5. UNSUPPORTED CONCLUSIONS - Speculation can often help to drive science forward. However, studies should be clear on the facts their study proves, and which conclusions are as yet unsupported ones. A statement framed by speculative language may require further evidence to confirm.

6. PROBLEMS WITH SAMPLE SIZE - In trials, the smaller a sample size, the lower the confidence in the results from that sample. Conclusions drawn can still be valid, and in some cases small samples are unavoidable, but larger samples often give more representative results.

7. UNREPRESENTATIVE SAMPLES USED - In human trials, subjects are selected that are representative of a larger population. If the sample is different from the population as a whole, then the conclusions from the trial may be biased towards a particular outcome.

8. NO CONTROL GROUP USED - In clinical trials, results from test subjects should be compared to a ‘control group’ not given the substance being tested. Groups should also be allocated randomly. In general experiments, a control test should be used where all variables are controlled.

9. NO BLIND TESTING USED - To try and prevent bias, subjects should not know if they are in the test or the control group. In ‘double blind’ testing, even researchers don’t know which group subjects are in until after testing. Note, blind testing isn’t always feasible, or ethical.
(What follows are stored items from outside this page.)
PR #9978, opened 2020-10-09
Add getTransferInfo to MSOutput and info request to MSManager.

### LINKED ISSUE #9613: MS: complete MSOutput REST APIs implementation
**Impact of the new feature**
ReqMgr2MS

No solution yet, it's just a placeholder for a final implementation of the MSOutput REST APIs.

One of them has to provide the status of the service (to be used for basic monitoring);
the second has to be a functional API, for end users, possibly fetching data from MongoDB.

none

**Additional context**
none

todor-ivanov:
Fixes #9613 

#### Status
ready

#### Description
Provides the function `getTransferInfo`, which searches and reads a document from MongoDB in all collections related to MSOUtput Service. It is called only from MSManager in order to serve the `info?request=...` API for the service.  In this way the full information recorded into MongoDB related to a request is provided and so that all request transfer records can be tracked.

YES

#### Related PRs
N/A

N/A

### DIFF
--- a/src/python/WMCore/MicroService/Unified/MSManager.py
+++ b/src/python/WMCore/MicroService/Unified/MSManager.py
@@ -231,6 +231,8 @@ class MSManager(object):
                 transferDoc = self.msMonitor.reqmgrAux.getTransferInfo(reqName)
             elif 'transferor' in self.services:
                 transferDoc = self.msTransferor.reqmgrAux.getTransferInfo(reqName)
+            elif 'output' in self.services:
+                transferDoc = self.msOutputProducer.getTransferInfo(reqName)
             if transferDoc:
                 # it's always a single document in Couch
                 data['transferDoc'] = transferDoc[0]
--- a/src/python/WMCore/MicroService/Unified/MSOutput.py
+++ b/src/python/WMCore/MicroService/Unified/MSOutput.py
@@ -1018,7 +1018,31 @@ class MSOutput(MSCore):
                 self.logger.exception(msg)
                 raise ex
         else:
-            self.logger.info("Query: '%s' did not return any records from MongoDB", mQueryDict)
+            self.logger.info("%s Query: '%s' did not return any records from MongoDB", dbColl.name, mQueryDict)
+
+    def getTransferInfo(self, reqName):
+        """
+        Searches and reads a document from MongoDB in all collections related to
+        the MSOutput service. It is supposed to be called only by MSManager e.g.:
+           transferDoc = self.msOutputProducer.getTransferInfo(reqName)
+        And the output to be served to the REST interface, so that all request
+        transfer records can be tracked.
+        :param reqName: The name of the request to be searched for
+        :return: a list of all msOutDocs with the record if it exists or None otherwise
+        """
+
+        mQueryDict = {'RequestName': reqName}
+        result = []
+        stripKeys = ['_id']
+
+        for dbColl in [self.msOutNonRelValColl, self.msOutRelValColl]:
+            doc = dbColl.find_one(mQueryDict)
+            if doc:
+                for key in stripKeys:
+                    doc.pop(key, None)
+                result.append(doc)
+                break
+        return result
 
     def docCleaner(self, doc):
         """


src/python/WMCore/MicroService/Unified/MSManager.py
```diff
@@ -231,6 +231,8 @@ def info(self, reqName=None):
                 transferDoc = self.msMonitor.reqmgrAux.getTransferInfo(reqName)
             elif 'transferor' in self.services:
                 transferDoc = self.msTransferor.reqmgrAux.getTransferInfo(reqName)
```
amaltaro, line 233: I would like to sanitize the request name here, by calling:
https://github.com/dmwm/WMCore/blob/master/src/python/WMCore/Lexicon.py#L500
but we can deal with that in a different issue if you prefer.

src/python/WMCore/MicroService/Unified/MSOutput.py
```diff
@@ -1018,7 +1018,27 @@ def getDocsFromMongo(self, mQueryDict, dbColl, limit=1000):
...
+           transferDoc = self.msOutputProducer.getTransferInfo(reqName)
+        And the output to be served to the REST interface, so that all request
+        transfer records can be tracked.
+        :param reqName: The name of the request to be searched for
+        :return: a list of all msOutDocs with the record if it exists or None otherwise
+        """
+        mQueryDict = {'RequestName': reqName}
+        result = []
+        stripKeys = ['_id', 'producerDoc']
+        for dbColl in [self.msOutRelValColl, self.msOutNonRelValColl]:
```
amaltaro, line 1036: On this method, I have a few ideas that would improve the performance of this API:
* return the document as soon as a document is retrieved (and in that case, we should start with the non-relval collection)
* instead of calling getDocsFromMongo method (which does a conversion to MSOutputTemplate), how about we go straight with `self.msOutNonRelValColl.find(mQueryDict)`?

If performance difference is negligible, then there is no need to change anything.

amaltaro (commented):
Thanks Todor. Changes look good to me, however, I made a couple of comments that might be interesting to consider.

src/python/WMCore/MicroService/Unified/MSManager.py
todor-ivanov: Done!

src/python/WMCore/MicroService/Unified/MSOutput.py
todor-ivanov: Done

src/python/WMCore/MicroService/Unified/MSManager.py
todor-ivanov: Actually, @amaltaro, this raises a question though. Should we return a `None` transferDoc in case of a bad requestName expression (maybe this could be beneficial if the API is used by another automated interface but not only by a User) or should we return the error so that to inform the User about his mistake?

amaltaro: Todor, looking a bit more into this, I think what would make more sense is to validate the GET parameters at the parent class (Service/Data) and return an error like:
https://github.com/dmwm/WMCore/blob/master/src/python/WMCore/ReqMgr/Service/RequestAdditionalInfo.py#L35
in case of bad request (request name not matching the lexicon).

That work goes orthogonal to these changes though, so I think you can remove the current request name validation here and we deal with that in a different issue/PR. What do you think?

todor-ivanov: OK , Alan@amaltaro. I dropped the reqName validation from `getTransferInfo`

src/python/WMCore/MicroService/Unified/MSOutput.py
```diff
@@ -28,6 +28,7 @@
 from WMCore.Database.MongoDB import MongoDB
 from WMCore.MicroService.DataStructs.MSOutputTemplate import MSOutputTemplate
 from WMCore.WMException import WMException
+from WMCore.Lexicon import requestName as checkRequestName
```
amaltaro, line 31: This should be removed as well.

src/python/WMCore/MicroService/Unified/MSOutput.py
```diff
@@ -1018,7 +1019,30 @@ def getDocsFromMongo(self, mQueryDict, dbColl, limit=1000):
...
+        result = []
+        stripKeys = ['_id']
+
+        for dbColl in [self.msOutNonRelValColl, self.msOutRelValColl]:
+            doc = dbColl.find_one(mQueryDict)
+            if doc:
+                for key in stripKeys:
+                    doc.pop(key, None)
+                result.append(doc)
+                return result
```
amaltaro, line 1045: This should return result in case no documents are found, otherwise it's by default, returning None.
I think we can have something like:
```
                result.append(doc)
                break
        return result
```

amaltaro (changes requested):
Todor, please find a couple more comments along the code.

src/python/WMCore/MicroService/Unified/MSOutput.py
todor-ivanov: done

amaltaro (approved):
Thanks Todor, this looks good now.
Can you please make a new GH issue for the input parameter sanitization in Microservices? Thanks

PR #9980, opened 2020-10-11
Disable PhEDExInjector; Enable all tiers to be injected in Rucio

amaltaro:
No issue created

#### Status
ready

#### Description
This changes the default Data Management system for output data, allowing all the datatiers to be injected into Rucio; at same time completely disabling PhEDExInjector (component still running, but not taking any actions).

Note that this configuration remains:
```
config.RucioInjector.skipRulesForTiers = ["NANOAOD", "NANOAODSIM"]
```
meaning, the agent is not allowed to create container-level rules - if specified in the workflow - for those 2 datatiers.

yes

#### Related PRs
none

none

### DIFF
--- a/etc/WMAgentConfig.py
+++ b/etc/WMAgentConfig.py
@@ -162,7 +162,7 @@ config.PhEDExInjector.namespace = "WMComponent.PhEDExInjector.PhEDExInjector"
 config.PhEDExInjector.componentDir = config.General.workDir + "/PhEDExInjector"
 config.PhEDExInjector.logLevel = globalLogLevel
 config.PhEDExInjector.maxThreads = 1
-config.PhEDExInjector.enabled = True
+config.PhEDExInjector.enabled = False
 config.PhEDExInjector.subscribeDatasets = True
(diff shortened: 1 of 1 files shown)


etc/WMAgentConfig.py
```diff
@@ -371,7 +371,7 @@
 config.RucioInjector.createBlockRules = True
 config.RucioInjector.RSEPostfix = False  # enable it to append _Test to the RSE names
 config.RucioInjector.metaDIDProject = "Production"
-config.RucioInjector.listTiersToInject = ["NANOAOD", "NANOAODSIM"]  # []
+config.RucioInjector.listTiersToInject = []  # ["NANOAOD", "NANOAODSIM"]
 config.RucioInjector.skipRulesForTiers = ["NANOAOD", "NANOAODSIM"]
```
amaltaro, line 375: Note we are still going to skip container-level rules for these 2 datatiers.

amaltaro:
Noo! I forgot to backport this patch...

PR #9981, opened 2020-10-11
Increase polling cycle for WorkQueueManagerLocationPoller to 1h

### LINKED ISSUE #9979: Increase polling cycle for WorkQueueManagerLocationPoller thread
**Impact of the new feature**
WMAgent

All the WorkQueueManager threads follow the same polling cycle, which isn't ideal for some of those threads, like `WorkQueueManagerLocationPoller`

10. SELECTIVE REPORTING OF DATA - Also known as ‘cherry picking’, this involves selecting data from results which supports the conclusion of the research, whilst ignoring those that do not. If a research paper draws conclusions from a selection of its results, not all, it may be guilty of this.

11. UNREPLICABLE RESULTS - Results should be replicable by independent research, and tested over a wide range of conditions (where possible) to ensure they are consistent. Extraordinary claims require extraordinary evidence - that is, much more than one independent study!

12. NON-PEER REVIEWED MATERIAL - Peer review is an important part of the scientific process. Other scientists appraise and critique studies, before publication in a journal. Research that has not gone through this process is not as reputable, and may be flawed.